Answer the listed questions below.

Data wrangling

  1. Open the .xlsx file in any way of your choosing and have a look at the numbers. What does the file contain and what does the data represent? Use the Folkhälsomyndigheten’s webpage to gather the necessary information. Declare what information is in which sheet. Depending on your OS and how you opened the file to begin with, you might get some info of the sheets using the function excel_sheets.
  2. From the readxl package, use an appropriate read_* function to read all sheets in the .xlsx file and store them as tibbles (data.frames). The read_*function will be simply referred to as the “read function” in the coming questions. When you read these sheets, you should see a lot of warning messages. We will investigate those in the coming questions.
  3. Display the first and the last five rows of the second sheet called “Antal avlidna per dag” using knitr::kable and head. What are the column names? Does anything seem strange? Using the argument n_max in the read function, remove the last row.
  4. In the sheet corresponding to “Veckodata Kommun_stadsdel” look at the columns and their types. What type has your read_* function parsed for the column Statsdel?

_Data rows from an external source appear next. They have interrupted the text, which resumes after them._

PR #1493, opened 2026-07-19
chore: bump fumadocs to 16.14, fumadocs-mdx to 15.3, shiki to 4.4

franky47:
Dependency bump: fumadocs-core/ui 16.0.4 to 16.14.5, fumadocs-mdx 13.0.2 to 15.3.0 (two majors), shiki + @shikijs/transformers 3 to 4.4.3 (aligned with the shiki fumadocs now ships).

The mdx 13→15 migration: collections import from the generated `collections/server` entry (`toFumadocsSource()` replaces `createMDXSource`), `lastModifiedTime: 'git'` becomes the `lastModified` plugin, and `defineDocs` is exported whole instead of destructured so the generator emits a docs collection with its meta attached. next.config was already ESM.

fumadocs-ui 16.11 came with behavioural changes the diff adapts to:

- It no longer ships a `container` utility override; the site layouts rely on it for centering, so globals.css now provides it (same values: centered, 1400px cap on 2xl).
- `sidebar.banner` is a ReactNode now, not a component — passing the function crashed RSC serialization at build time.
- Loose page content under DocsLayout needs a `DocsPage` slot: the playground demo pages rendered as a collapsed grid without it.
- `Markdown` moved from `fumadocs-core/content` to `fumadocs-core/content/md`.

The 16.11 notebook rewrite also restyled the layout: navbar 64→56px, article padding 24px on mobile / 56px on xl, a margin on the first sidebar group label plus a 2px row gap, and the code copy button at `top-3`. Inline highlighted code became `code.shiki` instead of `span.shiki > code`, so our chip padding tweak stopped matching and wrapped chips overlapped on small screens. tweaks.css and `docsPageClassName` restore the previous rhythm; measured offsets (navbar, H1, first sidebar link, TOC title, copy button) now equal prod on desktop and mobile.

16.12 to 16.14 added more, all adapted to:

- 16.13 ships its own `D` theme hotkey, on by default in `RootProvider`. It ran beside the configurable hotkey from #1537 and kept toggling after a rebind or disable, so it is off.
- 16.14 swaps Orama for ZBSearch under the same `createSearchAPI`; search results match prod on the queries tried.
- shiki 4.4 no longer trims a blank line before a closing fence; three fences in server-side.mdx had one.

Visual regression pass: Playwright screenshots of every sitemap route (37) on desktop and mobile, light and dark, compared against production nuqs.dev, reviewed by a swarm of agents and then by hand. Left as upstream behaviour: the new stepped TOC rail, the mobile TOC bar naming the first heading at scroll 0, the sidebar bottom fade. Two pre-existing artifacts confirmed identical on prod: the degraded v2.9.0 changelog entry (its DTO has unrecognized `labels` keys) and the lowercase compact-number suffixes on /stats (Vercel's ICU renders `115m`, local Node `115M` — runtime, not code).

Still deferred: lucide-react 1.x (drops brand icons used on the conf pages), @types/node (pinned to the repo's Node 24), express 5 (e2e infra).


packages/docs/src/app/playground/(demos)/pagination/pagination-controls.client.tsx
```diff
@@ -29,7 +29,7 @@ export function ClientPaginationControls({
         <PaginationItem>
           <PaginationPrevious
             disabled={page === 1}
-            onClick={() => setPage(p => Math.max(1, p - 1))}
+            onClick={() => setPage((p: number) => Math.max(1, p - 1))}
```
franky47: **question**: Why do we need this type annotation? Type-safety should be ensured by nuqs.

packages/docs/src/app/globals.css
```diff
@@ -56,7 +69,12 @@
 @layer base {
   html,
   body {
-    height: 100%;
+    /*
+      min-, not plain height: fumadocs-ui 16.11 positions the docs
+      sidebar and TOC with `sticky` inside a grid that must grow with
+      the page content; a viewport-capped body freezes them in place.
+    */
+    min-height: 100%;
```
franky47, line 77: **todo**: check the impact of this on multiple viewport heights, including with bottom bars like iOS Safari or the X/Twitter webview.

packages/docs/mdx-components.tsx
```diff
@@ -8,16 +8,6 @@ import defaultMdxComponents from 'fumadocs-ui/mdx'
...
 
-declare module 'mdx/types.js' {
-  // Augment the MDX types to make it understand React.
-  namespace JSX {
-    type Element = React.JSX.Element
-    type ElementClass = React.JSX.ElementClass
-    type ElementType = React.JSX.ElementType
-    type IntrinsicElements = React.JSX.IntrinsicElements
-  }
-}
```
franky47, line 19: **question**: Why is this removed? Does Fumadocs have a built-in way to type-check JSX in MDX now?

packages/docs/src/app/docs/[[...slug]]/page.tsx
```diff
@@ -40,10 +42,12 @@ export default async function Page(props: PageProps<'/docs/[[...slug]]'>) {
   const gated = gatedHeadingIds(await page.data.getText('raw'), version =>
     isPublished(version, published)
   )
-  const toc = page.data.toc.filter(item => !gated.has(item.url.replace(/^#/, '')))
+  const toc = page.data.toc.filter((item: TOCItemType) => !gated.has(item.url.replace(/^#/, '')))
```
Comment (franky47) [inline packages/docs/src/app/docs/[[...slug]]/page.tsx]: **question**: Why the type annotation here? page.data.toc should be typed, if not we need to figure out why.

packages/docs/src/app/playground/(demos)/pagination/pagination-controls.client.tsx
franky47: Removed in 1c5fe45e. The annotation was masking an implicit-any error that only ever appeared locally (never in CI) and no longer reproduces from a clean state — stale `.next` typegen output from an earlier build. nuqs setter types flow correctly without it.

packages/docs/src/app/docs/[[...slug]]/page.tsx
Comment (franky47) [reply packages/docs/src/app/docs/[[...slug]]/page.tsx]: Same root cause as the pagination annotation — removed in 1c5fe45e. `page.data.toc` is properly typed `TOCItemType[]` by the fumadocs-mdx runtime types; the local-only implicit-any was stale `.next` typegen state and no longer reproduces.

packages/docs/mdx-components.tsx
franky47: It is @types/mdx (bumped to 2.0.14 in the first deps PR), not fumadocs: its `types.d.ts` now derives MDX JSX types from the global JSX namespace directly (an `any extends JSX.ElementType ? never : JSX.ElementType` probe), so with React types loaded, JSX in MDX type-checks against React.JSX out of the box. The manual augmentation became both redundant and a compile error (duplicate identifiers Element/ElementClass/ElementType/IntrinsicElements) once fumadocs-mdx 15 resolved the newer @types/mdx.

packages/docs/src/app/globals.css
franky47: Tested against the built app at 553px (X webview-ish), 664px (iOS Safari with toolbars), 874px (iPhone 16 Pro full), and desktop 600/1400px: sidebar and TOC stay pinned (top 56px) after deep scroll, the TOC column height tracks the viewport via fumadocs' own `--fd-docs-height: 100dvh` var, and there is no horizontal overflow at any height. Mobile hides both rails by design (drawer + popover). Caveat: headless emulation cannot reproduce the live toolbar collapse/expand cycle — but the change only relaxes the body height ceiling (`height: 100%` → `min-height`); the sticky math itself is fumadocs' dvh-based vars, identical to their reference sites.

Read the documentation and the appropriate function, give an explanation to why this happens and how to fix it.
  5. In the same sheet there are two columns called tot_antal_fall and nya_fall_vecka. What is the type of these variables and why has it been parsed as such? Correct these (in some way) such that these become numeric variables.

Statistics and plotting

  1. Using the summarise, across and where function, reproduce the number of COVID cases for each region as well as for the total (here named Totalt_antal_fall). Notice that this information can be found in another part of the sheet. What is the total numer of cases? Which region has had most cases so far? Which has had the least? Argue why looking at counts might be misleading when comparing regions.
  2. Plot the total number of diseased people since the 15th of March in a line chart.
  3. Plot tot_antal_fall and nya_fall_vecka against their corresponding week number using geom_col.
  4. How many rows are there in the dataframe used to produce the figures in c.? Compare that to the number of weeks/columns plotted in c. What did ggplot do without telling us? Hint: Read the documentation.

Peer review

After deadline has passed, you will be given access to another students repository on GitHub. You should provide summary feedback by responding to the “HW2 ready for grading!” issue. Copy the following checklist and use it in your review:

* Is the homework complete, e.g. are all questions in the homework answered?

* Is there a working link from the main repository `README.md` to `HW2.md`?

* Is any code showing? If yes, is there any text about it?

* Do the Figures have proper axis names, do you understand them?

* Did you get any different results in your submission?